§ How to complete this task
Go through the data below and work out how many lines contain "dictionary"; the answer is the number alone.
** Opening Dataset block **
PR #531, opened 2018-05-03
Preparing v1.8.2

Cyan4973:
Summarized list of changes : 

perf: *much* faster dictionary compression on small files, by @felixhandte
perf: improved decompression speed and binary size, by Alexey Tourbin (@svpv)
perf: slightly faster HC compression and decompression speed
perf: very small compression ratio improvement
fix : compression compatible with low memory addresses (< 0xFFFF)
fix : decompression segfault when provided with NULL input, by @terrelln
cli : new command `--favor-decSpeed`
cli : benchmark mode more accurate for small inputs
fullbench : can bench `_destSize()` variants, by @felixhandte
doc : clarified block format parsing restrictions, by Alexey Tourbin (@svpv)


felixhandte:
Clarification: compression is faster with or without a dictionary.

PR #535, opened 2018-05-04
Correctly deal with set MANDIR variable

paulmenzel:


programs/Makefile
```diff
@@ -131,11 +131,13 @@ mandir      ?= $(datarootdir)/man
 man1dir     ?= $(mandir)/man1
```
Cyan4973: A consequence of this patch is to make `man1dir` effectively inactive.
However, according to https://www.gnu.org/prep/standards/html_node/Directory-Variables.html : 

```
‘man1dir’
The directory for installing section 1 man pages. Write it as $(mandir)/man1.
```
** Closing Dataset block **
§ Answer area
2